**Given entries**
****

PR #1438, opened 2018-03-08
Introduce a new docker-publisher bot

Vogtinator:
This bot runs every 15 minutes and compares the version of Leap 42.3, 15.0 and TW containers with the ones on the registry and pushes, if necessary.

### DIFF
--- a/dist/package/openSUSE-release-tools.spec
+++ b/dist/package/openSUSE-release-tools.spec
@@ -113,6 +113,18 @@ BuildArch:      noarch
 %description check-source
 Check source review bot that performs basic source analysis and assigns reviews.
 
+%package docker-publisher
+Summary:        Docker image publishing bot
+Group:          Development/Tools/Other
+BuildArch:      noarch
+Requires:       python3-requests
+Requires:       python3-lxml
+Requires(pre):  shadow
+
+%description docker-publisher
+A docker image publishing bot which regularly pushes built docker images from
+several sources (Repo, URL) to several destinations (git, Docker registries)
+
 %package maintenance
 Summary:        Maintenance related services
 Group:          Development/Tools/Other
@@ -301,6 +313,14 @@ exit 0
 %postun check-source
 %{systemd_postun}
 
+%pre docker-publisher
+getent passwd osrt-docker-publisher > /dev/null || \
+  useradd -r -m -s /sbin/nologin -c "user for openSUSE-release-tools-docker-publisher" osrt-docker-publisher
+exit 0
+
+%postun docker-publisher
+%{systemd_postun}
+
 %pre maintenance
 getent passwd osrt-maintenance > /dev/null || \
   useradd -r -m -s /sbin/nologin -c "user for openSUSE-release-tools-maintenance" osrt-maintenance
@@ -372,6 +392,8 @@ exit 0
 %exclude %{_datadir}/%{source_dir}/check_maintenance_incidents.py
 %exclude %{_datadir}/%{source_dir}/check_source.py
 %exclude %{_datadir}/%{source_dir}/devel-project.py
+%exclude %{_datadir}/%{source_dir}/docker_publisher.py
+%exclude %{_datadir}/%{source_dir}/docker_registry.py
 %exclude %{_datadir}/%{source_dir}/metrics
 %exclude %{_datadir}/%{source_dir}/metrics.py
 %exclude %{_datadir}/%{source_dir}/metrics_release.py
@@ -408,6 +430,13 @@ exit 0
 %files check-source
 %{_bindir}/osrt-check_source
 %{_datadir}/%{source_dir}/check_source.py
+
+%files docker-publisher
+%{_bindir}/osrt-docker_publisher
+%{_datadir}/%{source_dir}/docker_publisher.py
+%{_datadir}/%{source_dir}/docker_registry.py
+%{_unitdir}/osrt-docker-publisher.service
+%{_unitdir}/osrt-docker-publisher.timer
 
 %files maintenance
 %{_bindir}/osrt-check_maintenance_incidents
--- a/docker_publisher.py
+++ b/docker_publisher.py
@@ -1,0 +1,475 @@
+#!/usr/bin/python3
+#
+# Copyright (c) 2022 SUSE LLC
+#
+# Permission is hereby granted, free of charge, to any person obtaining a copy
+# of this software and associated documentation files (the "Software"), to deal
+# in the Software without restriction, including without limitation the rights
+# to use, copy, modify, merge, publish, distribute, sublicense, and/or sell
+# copies of the Software, and to permit persons to whom the Software is
+# furnished to do so, subject to the following conditions:
+#
+# The above copyright notice and this permission notice shall be included in
+# all copies or substantial portions of the Software.
+#
+# THE SOFTWARE IS PROVIDED "AS IS", WITHOUT WARRANTY OF ANY KIND, EXPRESS OR
+# IMPLIED, INCLUDING BUT NOT LIMITED TO THE WARRANTIES OF MERCHANTABILITY,
+# FITNESS FOR A PARTICULAR PURPOSE AND NONINFRINGEMENT. IN NO EVENT SHALL THE
+# AUTHORS OR COPYRIGHT HOLDERS BE LIABLE FOR ANY CLAIM, DAMAGES OR OTHER
+# LIABILITY, WHETHER IN AN ACTION OF CONTRACT, TORT OR OTHERWISE, ARISING FROM,
+# OUT OF OR IN CONNECTION WITH THE SOFTWARE OR THE USE OR OTHER DEALINGS IN THE
+# SOFTWARE.
+
+# This script's job is to listen for new releases of products with docker images
+# and publish those.
+
+import argparse
+import json
+import os
+import re
+import requests
+import subprocess
+import sys
+import tempfile
+from lxml import etree as xml
+
+import docker_registry
+
+REPOMD_NAMESPACES = {'md': "http://linux.duke.edu/metadata/common",
+                     'repo': "http://linux.duke.edu/metadata/repo",
+                     'rpm': "http://linux.duke.edu/metadata/rpm"}
+
+
+class DockerImagePublisher:
+    """Base class for handling the publishing of docker images.
+    This handles multiple architectures, which have different layers
+    and therefore versions."""
+
+    def releasedDockerImageVersion(self, arch):
+        """This function returns an identifier for the released docker
+        image's version."""
+        raise Exception("pure virtual")
+
+    def prepareReleasing(self):
+        """Prepare the environment to allow calls to releaseDockerImage."""
+        raise Exception("pure virtual")
+
+    def addImage(self, version, arch, image_path):
+        """This function adds the docker image with the image manifest, config layers
+        in image_path."""
+        raise Exception("pure virtual")
+
+    def finishReleasing(self):
+        """This function publishes the released layers."""
+        raise Exception("pure virtual")
+
+
+class DockerPublishException(Exception):
+    pass
+
+
+class DockerImageFetcher:
+    """Base class for handling the acquiring of docker images."""
+
+    def currentVersion(self):
+        """This function returns the version of the latest available version
+        of the image for the product."""
+        raise Exception("pure virtual")
+
+    def getDockerImage(self, callback):
+        """This function downloads the root fs layer and calls callback
+        with its path as argument."""
+        raise Exception("pure virtual")
+
+
+class DockerFetchException(Exception):
+    pass
+
+
+class DockerImagePublisherRegistry(DockerImagePublisher):
+    """The DockerImagePublisherRegistry class works by using a manifest list to
+    describe a tag. The list contains a manifest for each architecture.
+    The manifest will be edited instead of replaced, which means if you don't
+    call addImage for an architecture, the existing released image stays in place."""
+    MAP_ARCH_RPM_DOCKER = {'i586': ("386", None),
+                           'x86_64': ("amd64", None),
+                           'armv6l': ("arm", "v6"),
+                           'armv7l': ("arm", "v7"),
+                           'aarch64': ("arm64", "v8"),
+                           'ppc64le': ("ppc64le", None),
+                           's390x': ("s390x", None)}
+
+    def __init__(self, dhc, tag, aliases=[]):
+        """Construct a DIPR by passing a DockerRegistryClient instance as dhc
+        and a name for a tag as tag.
+        Optionally, add tag aliases as aliases. Those will only be written to,
+        never read."""
+        self.dhc = dhc
+        self.tag = tag
+        self.aliases = aliases
+        # The manifestlist for the tag is only downloaded if this cache is empty,
+        # so needs to be set to None to force a redownload.
+        self.cached_manifestlist = None
+        # Construct a new manifestlist for the tag.
+        self.new_manifestlist = None
+
+    def getDockerArch(self, arch):
+        if arch not in self.MAP_ARCH_RPM_DOCKER:
+            raise DockerPublishException("Unknown arch %s" % arch)
+
+        return self.MAP_ARCH_RPM_DOCKER[arch]
+
+    def _getManifestlist(self):
+        if self.cached_manifestlist is None:
+            self.cached_manifestlist = self.dhc.getManifest(self.tag)
+
+        return self.cached_manifestlist
+
+    def releasedDockerImageVersion(self, arch):
+        docker_arch, docker_variant = self.getDockerArch(arch)
+
+        manifestlist = self._getManifestlist()
+
+        if manifestlist is None:
+            # No manifest -> force outdated version
+            return "0"
+
+        for manifest in manifestlist['manifests']:
+            if docker_variant is not None:
+                if 'variant' not in manifest['platform'] or manifest['platform']['variant'] != docker_variant:
+                    continue
+
+            if manifest['platform']['architecture'] == docker_arch:
+                if 'vnd-opensuse-version' in manifest:
+                    return manifest['vnd-opensuse-version']
+
+        # Arch not in the manifest -> force outdated version
+        return "0"
+
+    def prepareReleasing(self):
+        if self.new_manifestlist is not None:
+            raise DockerPublishException("Did not finish publishing")
+
+        self.new_manifestlist = self._getManifestlist()
+
+        # Generate an empty manifestlist
+        if not self.new_manifestlist:
+            self.new_manifestlist = {'schemaVersion': 2,
+                                     'tag': self.tag,
+                                     'mediaType': "application/vnd.docker.distribution.manifest.list.v2+json",
+                                     'manifests': []}
+
+        return True
+
+    def getV2ManifestEntry(self, path, filename, mediaType):
+        """For V1 -> V2 schema conversion. filename has to contain the digest"""
+        digest = filename
+
+        if re.match(r"^[a-f0-9]{64}", digest):
+            digest = "sha256:" + os.path.splitext(digest)[0]
+
+        if not digest.startswith("sha256"):
+            raise DockerPublishException("Invalid manifest contents")
+
+        return {'mediaType': mediaType,
+                'size': os.path.getsize(path + "/" + filename),
+                'digest': digest,
+                'x-osdp-filename': filename}
+
+    def convertV1ToV2Manifest(self, path, manifest_v1):
+        """Converts the v1 manifest in manifest_v1 to a V2 manifest and returns it"""
+
+        layers = []
+        # The order of layers changed in V1 -> V2
+        for layer_filename in manifest_v1['Layers'][::-1]:
+            layers += [self.getV2ManifestEntry(path, layer_filename,
+                                               "application/vnd.docker.image.rootfs.diff.tar.gzip")]
+
+        return {'schemaVersion': 2,
+                'mediaType': "application/vnd.docker.distribution.manifest.v2+json",
+                'config': self.getV2ManifestEntry(path, manifest_v1['Config'],
+                                                  "application/vnd.docker.container.image.v1+json"),
+                'layers': layers}
+
+    def addImage(self, version, arch, image_path):
+        docker_arch, docker_variant = self.getDockerArch(arch)
+
+        manifest = None
+
+        with open(image_path + "/manifest.json") as manifest_file:
+            manifest = json.load(manifest_file)
+
+        manifest_v2 = self.convertV1ToV2Manifest(image_path, manifest[0])
+        # Upload blobs
+        if not self.dhc.uploadBlob(image_path + "/" + manifest_v2['config']['x-osdp-filename'],
+                                   manifest_v2['config']['digest']):
+            raise DockerPublishException("Could not upload the image config")
+
+        for layer in manifest_v2['layers']:
+            if not self.dhc.uploadBlob(image_path + "/" + layer['x-osdp-filename'],
+                                       layer['digest']):
+                raise DockerPublishException("Could not upload an image layer")
+
+        # Upload the manifest
+        manifest_content = json.dumps(manifest_v2).encode("utf-8")
+        manifest_digest = self.dhc.uploadManifest(manifest_content)
+
+        if manifest_digest is False:
+            raise DockerPublishException("Could not upload the manifest")
+
+        # Register the manifest in the list
+        replaced = False
+        for manifest in self.new_manifestlist['manifests']:
+            if 'variant' in manifest['platform'] and manifest['platform']['variant'] != docker_variant:
+                continue
+
+            if manifest['platform']['architecture'] == docker_arch:
+                manifest['mediaType'] = manifest_v2['mediaType']
+                manifest['size'] = len(manifest_content)
+                manifest['digest'] = manifest_digest
+                manifest['vnd-opensuse-version'] = version
+                if docker_variant is not None:
+                    manifest['platform']['variant'] = docker_variant
+
+                replaced = True
+
+        if not replaced:
+            # Add it instead
+            manifest = {'mediaType': manifest_v2['mediaType'],
+                        'size': len(manifest_content),
+                        'digest': manifest_digest,
+                        'vnd-opensuse-version': version,
+                        'platform': {
+                            'architecture': docker_arch,
+                            'os': "linux"}
+                        }
+            if docker_variant is not None:
+                manifest['platform']['variant'] = docker_variant
+
+            self.new_manifestlist['manifests'] += [manifest]
+
+        return True
+
+    def finishReleasing(self):
+        # Generate the manifest content
+        manifestlist_content = json.dumps(self.new_manifestlist).encode('utf-8')
+
+        # Push the aliases
+        for alias in self.aliases:
+            if not self.dhc.uploadManifest(manifestlist_content, alias):
+                raise DockerPublishException("Could not push an manifest list alias")
+
+        # Push the new manifest list
+        if not self.dhc.uploadManifest(manifestlist_content, self.tag):
+            raise DockerPublishException("Could not upload the new manifest list")
+
+        self.new_manifestlist = None
+        self.cached_manifestlist = None  # force redownload
+
+        return True
+
+
+class DockerImageFetcherURL(DockerImageFetcher):
+    """A trivial implementation. It downloads a (compressed) tar archive and passes
+    the decompressed contents to the callback.
+    The version number can't be determined automatically (it would need to extract
+    the image and look at /etc/os-release each time - too expensive.) so it
+    has to be passed manually."""
+    def __init__(self, version, url):
+        self.version = version
+        self.url = url
+
+    def currentVersion(self):
+        return self.version
+
+    def getDockerImage(self, callback):
+        """Download the tar and extract it"""
+        with tempfile.NamedTemporaryFile() as tar_file:
+            tar_file.write(requests.get(self.url).content)
+            with tempfile.TemporaryDirectory() as tar_dir:
+                # Extract the .tar.xz into the dir
+                subprocess.call("tar -xaf '%s' -C '%s'" % (tar_file.name, tar_dir), shell=True)
+                return callback(tar_dir)
+
+
+class DockerImageFetcherOBS(DockerImageFetcher):
+    """Uses the OBS API to access the build artifacts.
+    Url has to be https://build.opensuse.org/public/build/<project>/<repo>/<arch>/<pkgname>
+    If maintenance_release is True, it picks the buildcontainer released last with that name.
+    e.g. for "foo" it would pick "foo.2019" instead of "foo" or "foo.2018"."""
+    def __init__(self, url, maintenance_release=False):
+        self.url = url
+        self.newest_release_url = None
+        if not maintenance_release:
+            self.newest_release_url = url
+
+    def _isMaintenanceReleaseOf(self, release, source):
+        """Returns whether release describes a maintenance release of source.
+        E.g. "foo.2019", "foo" -> True, "foo-asdf", "foo" -> False"""
+        sourcebuildflavor = source.split(":")[1] if ":" in source else None
+        releasebuildflavor = release.split(":")[1] if ":" in release else None
+        return sourcebuildflavor == releasebuildflavor and release.startswith(source.split(":")[0] + ".")
+
+    def _getNewestReleaseUrl(self):
+        if self.newest_release_url is None:
+            buildcontainername = self.url.split("/")[-1]
+            prjurl = self.url + "/.."
+            buildcontainerlist_req = requests.get(prjurl)
+            buildcontainerlist = xml.fromstring(buildcontainerlist_req.content)
+            releases = [entry for entry in buildcontainerlist.xpath("entry/@name") if
+                        self._isMaintenanceReleaseOf(entry, buildcontainername)]
+            releases.sort()
+            # Pick the first one with binaries
+            for release in releases[::-1] + [buildcontainername]:
+                self.newest_release_url = prjurl + "/" + release
+                try:
+                    self._getFilename()
+                    break
+                except DockerFetchException:
+                    continue
+
+        return self.newest_release_url
+
+    def _getFilename(self):
+        """Return the name of the binary at the URL with the filename ending in
+        .docker.tar."""
+        binarylist_req = requests.get(self._getNewestReleaseUrl())
+        binarylist = xml.fromstring(binarylist_req.content)
+        for binary in binarylist.xpath("binary/@filename"):
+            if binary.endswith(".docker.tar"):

****

Up to and including the line with "--- a/dist/package/openSUSE-release-tools.spec", write out the records above exactly, starting from their first line.

**Exercise output**
PR #1438, opened 2018-03-08
Introduce a new docker-publisher bot

Vogtinator:
This bot runs every 15 minutes and compares the version of Leap 42.3, 15.0 and TW containers with the ones on the registry and pushes, if necessary.

### DIFF
--- a/dist/package/openSUSE-release-tools.spec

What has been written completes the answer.